Me too....... I love the idea of it. But man, you break
a sweat lugging it around. Hard to beat the bucket.


----------



## BEES4U (Oct 10, 2007)

*Tool box*

I will have the 9" hive tool onley please.
Ernie


----------



## HAB (May 17, 2008)

"Way to Heavy" ???
You bunch o'wimps. You should she what my Wife has been lugging around for the past year. Empty it must weigh 30lbs. But she loves it. 
She put all her tools and other items in one of those "Milk Crates" you can buy at Wally-World and bolted it to one of those "Northern Tool" hand trucks. Mounted the frame perch up near eye level.


----------



## Jack Grimshaw (Feb 10, 2001)

Chevy Astro van


----------



## dbest (Aug 9, 2005)

http://www.duluthtrading.com/search/searchresults/94045.aspx?feature=&kw=pouch

holds: hive tool and a paint pen and keeps the Propolis out of the dryer


----------



## dcross (Jan 20, 2003)

Jack Grimshaw said:


> Chevy Astro van


Pontiac Vibe


----------



## Hobie (Jun 1, 2006)

For people with several outyards, I read about a guy who kept some basic tools in a "dummy hive" on site. Kept him from having to drive back if he forgot something. Sounded like a good idea.


----------



## Sundance (Sep 9, 2004)

Hobie said:


> For people with several outyards, I read about a guy who kept some basic tools in a "dummy hive" on site. Kept him from having to drive back if he forgot something. Sounded like a good idea.


That is a good idea......... just some basic's.


----------



## Ben Brewcat (Oct 27, 2004)

I also made a yard box out of a 5-frame deep nuc. Has everything in it and the smoker on the outside, works as a stool.

http://i9.photobucket.com/albums/a60/Brewcat/Yardbox.jpg


----------



## Sundance (Sep 9, 2004)

Ben Brewcat said:


> I also made a yard box out of a 5-frame deep nuc.


Very nice Ben!! I may reconsider the Nuc as a tool
box idea. How heavy is it??


----------



## Ben Brewcat (Oct 27, 2004)

Well, full it's about 7 or maybe eight pounds so kinda heavy, but that's with smoker, fuel, tools, gloves, a couple ratchet straps, some Apiguard trays, duct tape/markers/frame grip/old comb scrapings/propolis balls/bee brush/all kinds of junk. If I'd taken more time making it or if I carried only what I needed it'd be lighter. It could use some improvements. The frame rest fits inside but only with some jiggering, and the exterior brush holder that Brushy's box has is on my to-do list.
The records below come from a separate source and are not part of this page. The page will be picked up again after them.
PR #151, opened 2026-08-19
feat(tui): start page adapts to terminal size

plombeer31:
## Problem

The TUI start page was built from three pieces that never looked at the terminal:

| Piece | Hard-coded size |
|---|---|
| Brand mark + `ATOMIC AGENT` wordmark (`logo.tsx`) | 34 cols art + 3 gap + 46 cols wordmark = **83 cols**, **20 rows** |
| Tip list (`splash-banner.tsx`) | 8 fixed rows, `padEnd(24)` + descriptions up to 62 chars ≈ **90 cols** |
| Right rail (`sidebar.tsx`) | `width={30}` flat, `MAX_SESSION_ROWS=10`, `MAX_TASK_ROWS=5`, height never consulted |

So the splash needed ~90 columns and ~29 rows, plus the 8 rows of prompt chrome — **37 rows** — before it could render honestly. Anything smaller broke, and as `row-window.ts` already notes, Ink 7 does not clip an over-tall frame: it overlaps earlier lines.

Two extra details made it worse than the raw numbers suggest:

- The rail appeared at ≥100 columns and took a flat 30, leaving **70** columns for a splash that wanted 87 — so the artwork wrapped at *every* width from 100 up to ~118.
- The rail had no `flexShrink={0}`, so Yoga let the chat column claw columns back out of it. On a 100-column terminal the rail rendered ~18 wide instead of 30 and truncated `(no sessions yet)` to `(no sessions ye…`.

`Logo` already had a `compact` prop; `SplashBanner` never passed it. `useTerminalSize()` already existed and was already used by `ChatLog` and `TuiApp`.

### Before — real `atomic-agent tui`, 80×24

```
  atomic-agent v0.2.2  |  ▸ Run  ·    Observe  ·    Manage
       -:::::::::::::-
    -::::::::::::::::-
  :::::::::::::::::::::::::::::::-
  ::::::::::::::::::::::::::::::::   ▄▀█ ▀█▀ █▀█ █▀▄▀█ █ █▀▀   ▄▀█ █▀▀ █▀▀ █▄ █
  ::::::::::::::::::::::::::::::::   █▀█  █  █▄█ █ ▀ █ █ █▄▄   █▀█ █▄█ ██▄ █ ▀█
  ::::::::::::::::::::::::::::::::
  -----------:::::::::::::::::---=   Local AI-First Agent
  @@@@@@@@@@*-::::::::::::-=+#%%@
            -:::::::::::-+#@
            -::::::::::=#@
      • /sessions               switch to a previous thread
      • /model                  change the chat model
      • /tasks                  jump to the Tasks tab (Option 4 cron + ingress
      • /import                 open the Import tab (one-shot Hermes ->
      • Ctrl+C ×2               quit (once aborts a running turn)
```

Top of the mark cut off, wordmark clipped mid-glyph, the `Enter` / `/help` / `/new` tips gone, two descriptions sliced mid-word.

### Before — 60×20

```
  atomic-agent v0.2.2  |  ▸ Run  ·    Observe  ·    Manage
  :::::::::::::::::::::-
  ::::::::::::::::::::::   ▄▀█ ▀█▀ █▀█ █▀▄▀█ █ █▀▀   ▄▀█ █▀▀
  ::::::::::::::::::::::   █▀█  █  █▄█ █ ▀ █ █ █▄▄   █▀█ █▄█
  ::::::::::::::::::::::
  -:::::::::::::::::---=   Local AI-First Agent
  *-::::::::::::-=+#%%@
  -:::  • /sessions               switch to a previous ds
  -:::  • /tasks                  jump to the Tasks tab
  -:::  • /import                 open the Import tab
  -:::  • Ctrl+C ×2               quit (once aborts a
```

Here the overlap is unmistakable — tip rows are painted straight over the artwork.

## What this does

Everything on the start page is now sized against the live terminal.

**`src/tui/layout.ts` (new)** — the shared geometry, React-free:

- `isSidebarVisible(columns)` / `computeSidebarWidth(columns)` — the rail is `clamp(24, 25% of columns, 34)` instead of a flat 30. The ≥100-column visibility gate is unchanged.
- `computeChatWidth(columns)` — what is left for the chat column once the root padding and the rail have taken theirs. `TuiApp` and `SplashBanner` read the same number, so the splash can no longer disagree with the rail about where the boundary is.
- `computeChatViewportRows(rows, columns?)` — the old `CHROME_ROWS` constant from `chat-log.tsx`, now shared, plus a correction for narrow terminals where the status bar, the hint strip and the prompt placeholder each wrap onto extra lines.
- `computeSidebarRowBudget(rows)` — splits the rail's usable height ~2:1 between Sessions and Tasks, both with a floor of 1 and the old 10 / 5 as caps.

**`src/tui/components/splash-fit.ts` (new)** — pure breakpoint maths. Takes the surface size, returns which mark to draw, whether the wordmark and tagline fit, how many tips survive, the tip-label column width, and whether descriptions are full, terse or dropped. Being React-free, it is unit-tested as a table rather than through rendered frames.

**`logo.tsx`** — the mark now comes in three sizes: `full` (the original 34×20 drawing, untouched), `small` (17×10) and `mini` (a single 14-column line). The artwork moved into an exported `LOGO_ART` record so a test can measure it. `compact` still works for existing callers.

**`splash-banner.tsx`** — measures the terminal, applies the fit plan. Tips live in one priority-ordered array with a long and a short description each; the tail is dropped first when rows run out, and descriptions collapse to the terse form before any tip disappears. Takes an optional explicit `size` so tests are deterministic.

**`sidebar.tsx`** — stays purely presentational: `width`, `maxSessionRows` and `maxTaskRows` arrive as props from `TuiApp`, which owns the measurement. Preview truncation is derived from the rail width instead of the hard-coded 28 / 24. Both panes now use the shared `computeRowWindow` from `row-window.ts` (replacing a private copy), so the Tasks pane finally scrolls to keep its cursor visible instead of silently slicing the first five rows. Added `flexShrink={0}` so the rail keeps the width it was given.

The mark has priority over the tip list: a window that grows tall enough for a bigger mark spends its new rows on the artwork, so the tip count can legitimately drop across a variant change. Within one variant the list only ever grows. That trade-off is documented and pinned by a test.

### After — 120×40

```
  atomic-agent v0.2.2  |  ▸ Run  ·    Observe  ·    Manage
                                                                                          │ Sessions
                 -:::::::--                                                               │ (no sessions yet)
                 -::::::::-                                                               │
                -:::::::::-                                                               │ Tasks
               -::::::::::-                                                               │ (no active tasks)
              -:::::::::::-                                                               │
            -:::::::::::::-                                                               │
         -::::::::::::::::-                                                               │
     -::::::::::::::::::::::::::::::::-                                                   │
     ::::::::::::::::::::::::::::::::::   ▄▀█ ▀█▀ █▀█ █▀▄▀█ █ █▀▀   ▄▀█ █▀▀ █▀▀ █▄ █ ▀█▀  │
     ::::::::::::::::::::::::::::::::::   █▀█  █  █▄█ █ ▀ █ █ █▄▄   █▀█ █▄█ ██▄ █ ▀█  █   │
     -:::::::::::::::::::::::::::::::::                                                   │
     =------------:::::::::::::::::---=   Local AI-First Agent                            │
      @@@@@@@@@@@*-::::::::::::-=+#%%@                                                    │
                 -:::::::::::-+#@                                                         │
                 -::::::::::=#@                                                           │
                 -:::::::::=#                                                             │
                 -::::::::-*                                                              │
                 -::::::::=                                                               │
                 +--------*                                                               │
                   %%%%%%                                                                 │
                                                                                          │
              • Enter                   submit message to the agent                       │
              • /help                   list all slash commands                           │
              • /sessions               switch to a previous thread                       │
              • /new                    start a fresh session                             │
              • /model                  change the chat model                             │
              • /tasks                  jump to the Tasks tab (cron + ingress UI)         │
              • /import                 open the Import tab (Hermes migration)            │
              • Ctrl+C ×2               quit (once aborts a running turn)                 │
                                                                                          │
                                                                                          │
  │                                                                                       │
  │ ❯  Type a message or `/` for commands…                                                │
  │                                                                                       │
  │ llama.cpp                                                                             │
  ╹                                                                                       │
  [enter] send [alt+enter] newline [tab] sidebar  [fn+↑↓] scroll [/] commands  [ctrl+c]   │
```

### After — 100×30

The rail border now sits exactly where `computeChatWidth(100)` says it should — column 75 — and `(no sessions yet)` is no longer truncated.

```
  atomic-agent v0.2.2  |  ▸ Run  ·    Observe  ·    Manage
                                                                           │ Sessions
                                    -:::--                                 │ (no sessions yet)
                                    -::::-                                 │
                                   -:::::-                                 │ Tasks
                                 -:::::::-                                 │ (no active tasks)
                              -:::::::::::::::-                            │
                              :::::::::::::::::                            │
                              =-----:::::::::-=                            │
                               @@@@@*-::::-=#%                             │
                                    -::::-*                                │
                                    +----*                                 │
                                                                           │
      • Enter                   submit message to the agent                │
      • /help                   list all slash commands                    │
      • /sessions               switch to a previous thread                │
      • /new                    start a fresh session                      │
      • /model                  change the chat model                      │
      • /tasks                  jump to the Tasks tab (cron + ingress UI)  │
      • /import                 open the Import tab (Hermes migration)     │
      • Ctrl+C ×2               quit (once aborts a running turn)          │
                                                                           │
  │                                                                        │
  │ ❯  Ask anything about your codebase…                                   │
  │                                                                        │
  │ llama.cpp                                                              │
  ╹                                                                        │
  [enter] sen[alt+enter]     [tab] sideba[fn+↑↓] scrol[/] commands[ctrl+c] │
```

### After — 60×20

```
  atomic-agent v0.2.2  |  ▸ Run  ·    Observe  ·    Manage
                        + ATOMIC AGENT

                    • Enter     send message
                    • /help     all commands
                    • /sessions past threads
                    • /new      new session
                    • /model    pick model
                    • /tasks    Tasks tab
                    • /import   Hermes import
                    • Ctrl+C ×2 quit

  │
  │ ❯  Ask anything about your codebase…
  │
  │ llama.cpp
  ╹
  [enter]  [alt+enter]  [tab]    [fn+↑↓]   [/]       [ctrl+c
  send  ·  newline  ·   sidebar  scroll  · commands  ] quit
```

### After — 50×18

```
  atomic-age        | ▸ Run  ·    Observe  ·
  t         v0.2.2    Manage
                   + ATOMIC AGENT

        • Enter     submit message to the agent
        • /help     list all slash commands
        • /sessions switch to a previous thread
        • /new      start a fresh session

  │
  │ ❯  Ask anything about your codebase…
  │
  │ llama.cpp
  ╹
```

## Tests

- `src/tui/layout.test.ts` — rail width clamps, chat-width monotonicity, row-budget floors and caps, viewport chrome.
- `src/tui/components/splash-fit.test.ts` — breakpoint table plus invariants swept over 10–200 columns × 2–60 rows: the planned layout always fits its surface, the mark never shrinks as the terminal widens, the tip list never shrinks within a variant.
- `src/tui/components/splash-fit.render.test.tsx` — renders the real component at 40×12, 60×20, 80×24, 100×30 and 100×50 and asserts no line exceeds the surface width and the frame never exceeds its rows, in the style of `manage-panel-fit.test.tsx`.
- `src/tui/components/logo-fit.test.ts` — measures the actual artwork rows against the `LOGO_METRICS` the breakpoints are built on, so the two can never drift apart silently.
- `src/tui/components/sidebar.test.tsx` — per-pane row budget, the Tasks pane scrolling to its cursor, and previews narrowing with the rail.

Two tests that were already failing on `main` are fixed on the way past: `splash-banner.test.tsx` asserted `/observe`, `/manage` and `/run` (the tips changed in #97), and `chat-log.test.tsx` asserted the banner text `Local-First AI Agent` when the component renders `Local AI-First Agent`.

## Verification

Node 25, `npm run build` clean. `npx vitest run src/tui`: the only remaining failures are the ones already failing on `main` in the same environment (`tui-app.test.tsx` nav-flakes under parallel load, `llm-health-poller`, `persist-embedding-hybrid-recall`). Frames above are real captures of `atomic-agent tui` driven through a PTY at each exact size and replayed through a terminal emulator.

Known limit: at 45×16 — narrower than any of the sizes above — Ink can still leave a stray character behind when the rotating prompt placeholder wraps and shifts the vertically-centred splash by a row. The frame no longer overlaps itself, which was the actual bug, but that size is past the point where the chrome alone fills the window.

### DIFF
--- a/src/tui/components/chat-log.test.tsx
+++ b/src/tui/components/chat-log.test.tsx
@@ -25,10 +25,11 @@ describe("ChatLog", () => {
     const state = createInitialTuiState(BASE_SESSION);
     const { lastFrame } = render(<ChatLog state={state} />);
     const text = strip(lastFrame() ?? "");
-    // The mark shrinks with the surface, so assert on the plus bar the
-    // artwork always keeps rather than on a wordmark that only a tall
-    // terminal earns. See `splash-fit.render.test.tsx`.
-    expect(text).toContain(":::");
+    // The mark shrinks with the surface — shaded art at full size, half
+    // block art below it — so assert that *some* mark is drawn rather
+    // than on a wordmark only a tall terminal earns. See
+    // `splash-fit.render.test.tsx`.
+    expect(text).toMatch(/:::|[█▀▄]/u);
     expect(text).toContain("/help");
   });
 
--- a/src/tui/components/chat-log.test.tsx
+++ b/src/tui/components/chat-log.test.tsx
@@ -25,7 +25,10 @@ describe("ChatLog", () => {
     const state = createInitialTuiState(BASE_SESSION);
     const { lastFrame } = render(<ChatLog state={state} />);
     const text = strip(lastFrame() ?? "");
-    expect(text).toContain("Local-First AI Agent");
+    // The mark shrinks with the surface, so assert on the plus bar the
+    // artwork always keeps rather than on a wordmark that only a tall
+    // terminal earns. See `splash-fit.render.test.tsx`.
+    expect(text).toContain(":::");
     expect(text).toContain("/help");
   });
 
--- a/src/tui/components/chat-log.tsx
+++ b/src/tui/components/chat-log.tsx
@@ -1,6 +1,7 @@
 import { Box, Text, measureElement, type DOMElement } from "ink";
 import { useEffect, useRef, useState, type ReactElement } from "react";
 import { useTerminalSize } from "../hooks/use-terminal-size.js";
+import { computeChatViewportRows } from "../layout.js";
 import type { TuiAction } from "../tui-action.js";
 import type { ChatMessage, TuiState } from "../tui-state.js";
 import { theme } from "../theme/theme.js";
@@ -15,15 +16,6 @@ import { SystemBubble } from "./system-bubble.js";
 import { ThinkingIndicator } from "./thinking-indicator.js";
 import { ToolCard } from "./tool-card.js";
 import { UserBubble } from "./user-bubble.js";
-
-/**
- * Rows of "chrome" outside the chat surface: status bar + prompt
- * meta-row + prompt input + prompt tail-cap + hotkey hint + a small
- * safety pad. Used to convert `terminal.rows` into the chat-area
- * viewport height. Slightly conservative — better to leave one empty
- * row than to clip the prompt.
- */
-const CHROME_ROWS = 8;
 
 interface ChatLogProps {
   state: TuiState;
@@ -89,7 +81,10 @@ export function ChatLog({ state, dispatch }: ChatLogProps): ReactElement {
   // All hooks must run unconditionally — only the JSX branches on
   // `isEmpty`. Compute viewport / measured-K / clamp regardless,
   // even when the early return for the splash branch fires below.
-  const viewport = Math.max(5, terminalSize.rows - CHROME_ROWS);
+  const viewport = computeChatViewportRows(
+    terminalSize.rows,
+    terminalSize.columns,
+  );
   // First-frame fallback for `K` until the post-mount `measureElement`
   // call returns the truth. Estimates are unreliable (text wraps, Yoga
   // collapses some margins, reasoning blocks expand mid-turn) so we
--- a/src/tui/components/logo-fit.test.ts
+++ b/src/tui/components/logo-fit.test.ts
@@ -1,0 +1,35 @@
+import { describe, expect, it } from "vitest";
+import { LOGO_ART, TAGLINE, WORDMARK_ROWS } from "./logo.js";
+import { LOGO_METRICS, WORDMARK_WIDTH, type LogoVariant } from "./splash-fit.js";
+
+function measure(rows: readonly string[]): { width: number; height: number } {
+  return {
+    width: rows.reduce((acc, row) => Math.max(acc, row.length), 0),
+    height: rows.length,
+  };
+}
+
+/**
+ * `splash-fit.ts` picks a mark from numbers it keeps in `LOGO_METRICS`;
+ * the artwork itself lives in `logo.tsx`. If the two ever drift the
+ * breakpoints silently start lying, so measure the real rows here.
+ */
+describe("logo artwork", () => {
+  const variants: readonly LogoVariant[] = ["full", "small", "mini"];
+
+  it.each(variants)("matches the declared metrics for %s", (variant) => {
+    expect(measure(LOGO_ART[variant])).toEqual(LOGO_METRICS[variant]);
+  });
+
+  it("orders the variants strictly smallest-last", () => {
+    expect(LOGO_METRICS.full.width).toBeGreaterThan(LOGO_METRICS.small.width);
+    expect(LOGO_METRICS.small.width).toBeGreaterThan(LOGO_METRICS.mini.width);
+    expect(LOGO_METRICS.full.height).toBeGreaterThan(LOGO_METRICS.small.height);
+    expect(LOGO_METRICS.small.height).toBeGreaterThan(LOGO_METRICS.mini.height);
+  });
+
+  it("matches the declared wordmark width and keeps the tagline narrower", () => {
+    expect(measure(WORDMARK_ROWS).width).toBe(WORDMARK_WIDTH);
+    expect(TAGLINE.length).toBeLessThanOrEqual(WORDMARK_WIDTH);
+  });
+});
--- a/src/tui/components/logo-raster.test.ts
+++ b/src/tui/components/logo-raster.test.ts
@@ -1,0 +1,80 @@
+import { describe, expect, it } from "vitest";
+
+import { LOGO_ART } from "./logo.js";
+import { rasteriseMark, toInkMask } from "./logo-raster.js";
+import { LOGO_METRICS } from "./splash-fit.js";
+
+const source = toInkMask(LOGO_ART.full);
+
+/** Ink coverage as a fraction of the box — a crude "does it look like the mark". */
+function density(rows: readonly string[]): number {
+  const total = rows.reduce((acc, row) => acc + row.length, 0);
+  if (total === 0) return 0;
+  const ink = rows.reduce(
+    (acc, row) => acc + [...row].filter((ch) => ch !== " ").length,
+    0,
+  );
+  return ink / total;
+}
+
+describe("rasteriseMark", () => {
+  it("returns exactly the box it was asked for", () => {
+    for (const [columns, rows] of [
+      [20, 12],
+      [13, 8],
+      [7, 4],
+    ] as const) {
+      const art = rasteriseMark(source, { columns, rows });
+      expect(art).toHaveLength(rows);
+      for (const line of art) expect(line).toHaveLength(columns);
+    }
+  });
+
+  it("keeps the mark's aspect ratio instead of stretching it", () => {
+    // The source is 34 cells wide and 20 tall = 34x40 half-block pixels.
+    // Asked for a box twice as wide as that shape needs, the drawing must
+    // stay its own shape and sit centred, not stretch to the edges.
+    const art = rasteriseMark(source, { columns: 60, rows: 12 });
+    const drawn = art.filter((row) => row.trim().length > 0);
+    const leading = Math.min(
+      ...drawn.map((row) => row.length - row.trimStart().length),
+    );
+    const trailing = Math.min(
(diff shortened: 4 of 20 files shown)


sosidudku1:
The arithmetic is well-floored — I traced 1×1, 20×5, 0×0 and the 100-column boundary and nothing negative or zero reaches Ink. No new resize listener, and the fit is computed from props rather than measured during layout, so there's no re-render loop.

**`layout.ts:118` — the sidebar row budget overflows short terminals, which is the symptom this PR exists to prevent.**

```ts
const usable = Math.max(2, rows - SIDEBAR_CHROME_ROWS);
```

The floor of 2 holds regardless of height, and both clamps below it floor at 1. Meanwhile `isSidebarVisible` gates on width only — height is never consulted.

On a 100×8 terminal (a split tmux pane, or a terminal docked under an editor) that yields `sessions: 2, tasks: 1`, and the rendered rail comes to roughly 10 rows — border, two headers, three list rows, two "↓ N more" footers and a margin — against 8 available. At 100×5 it's 10 against 5. Per the comment in this PR, Ink 7 overlaps rather than clips, so the frame garbles.

`SIDEBAR_CHROME_ROWS = 7` also under-counts the unconditional chrome plus the two optional footers. Gating visibility on height as well as width would be the direct fix.

plombeer31:
Fixed in d4be390.

**`isSidebarVisible(columns, rows)`** (`src/tui/layout.ts`) — now gates on height as well as width. `SIDEBAR_MIN_ROWS` = reserved chrome + one row per pane = 9. Below that the rail is not drawn at all. Both call sites updated: `computeChatWidth` (which also took a `rows` argument, so the splash and the rail keep agreeing about the boundary) and `tui-app.tsx`.

**`computeSidebarRowBudget`** — the `Math.max(2, …)` floor and both `1` floors are gone. `sessions` is capped at `usable - 1` so the Tasks pane keeps its last row, and `tasks` takes what is left; `sessions + tasks <= usable` now holds for every input.

**`SIDEBAR_CHROME_ROWS`** — I rendered the component instead of counting by eye, and the number is 5, not 7: two section headers, the blank row between the panes, and a "↓ N more" footer per pane. The left border costs columns, not rows — `sidebar.tsx` sets `borderTop={false} borderBottom={false}`. The old 7 was 5 + the status bar + one row of slack, which is where the other two rows in your count went; it was correct as a total, so the reserved rows are still 7, but it is now `SIDEBAR_CHROME_ROWS + SIDEBAR_OUTER_ROWS` with each half named and testable rather than one number with a prose derivation. Tall-terminal budgets are unchanged (16 → 6/3, 24 and up → 10/5).

Tests:

- `layout.test.ts` — the rail collapses one row below the threshold; hidden at 100×8, 100×5, 200×4, 1×1, 0×0; `computeChatWidth(120, 8)` returns the full 118; and for every height 0–60 where the rail is visible, `sessions + tasks + SIDEBAR_CHROME_ROWS + 1 <= rows`. The 100-column boundary tests are untouched apart from the new argument.
- `sidebar-fit.test.tsx` (new, sibling of `splash-fit.render.test.tsx`) — renders the real `Sidebar` at the computed budget for every height from 9 to 24 and asserts the frame is exactly `sessions + tasks + SIDEBAR_CHROME_ROWS` rows and never more than `rows - 1`. This is what pins `SIDEBAR_CHROME_ROWS` to the component rather than to a comment.

Checked under a PTY at the real sizes (`pyte`, `ATOMIC_AGENT_TUI_SKIP_LLAMA_SETUP=1`). Before, at 100×5, the rail's headers were overwritten and its orphaned rows interleaved with the prompt:

```
|  atomic-agent v0.2.2  |  ▸ Run  ·    Observe  ·    Manage|
|                                                          │ (no sessions yet)|
|  │                                                       │|
|  │ ❯  Type a message or `/` for commands…                │|
|  │                                                       │ (no active tasks)|
```

After, at both 100×8 and 100×5, the rail is gone and the frame is intact:

```
|  atomic-agent v0.2.2  |  ▸ Run  ·    Observe  ·    Manage|
||
|  │|
|  │ ❯  Type a message or `/` for commands…|
|  │|
```

`npm run lint` clean. Full suite: 4 failed files / 7 failed tests, all of them failing on the branch before this commit too (`send-message-concurrency`, `fs-glob-real`, `persist-embedding-hybrid-recall`, `tui-app` fixtures); the baseline run on the same machine was 9 files / 12 tests, the extra ones being flaky `git.*` temp-repo tests.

This one was my first homemade nuc box (now I'm on all mediums) that I just put a luan bottom on, hinges and a lid, and an L-bracket bottom rest for the smoker with a string and an s-hook to hold the bellows. Kind of cobbled together, would probably do it a little differently next time, but I tend to steam ahead on my projects with whatever's laying around in the shed. But it gets my stuff there, and I stand and sit on it all the time.


----------



## Sundance (Sep 9, 2004)

Ben Brewcat said:


> ... but I tend to steam ahead on my projects with whatever's laying around in the shed.


A little of the McQuiver in all of us.......


----------